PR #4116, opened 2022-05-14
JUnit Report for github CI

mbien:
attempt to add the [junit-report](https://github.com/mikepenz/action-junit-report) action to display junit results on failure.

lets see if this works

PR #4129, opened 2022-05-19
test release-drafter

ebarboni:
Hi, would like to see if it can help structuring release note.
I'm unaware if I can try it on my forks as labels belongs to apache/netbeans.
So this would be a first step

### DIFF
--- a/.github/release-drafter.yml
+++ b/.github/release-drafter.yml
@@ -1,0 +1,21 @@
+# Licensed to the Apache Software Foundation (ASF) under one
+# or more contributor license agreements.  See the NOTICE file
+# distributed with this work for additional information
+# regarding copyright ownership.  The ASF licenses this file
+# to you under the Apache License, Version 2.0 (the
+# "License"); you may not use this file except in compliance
☆ ☆ ☆
▶ Work request
From the line containing "licenses this file" through the last line of the entries above, print each line exactly as it stands.

▶ Your solution
+# regarding copyright ownership.  The ASF licenses this file
+# to you under the Apache License, Version 2.0 (the
+# "License"); you may not use this file except in compliance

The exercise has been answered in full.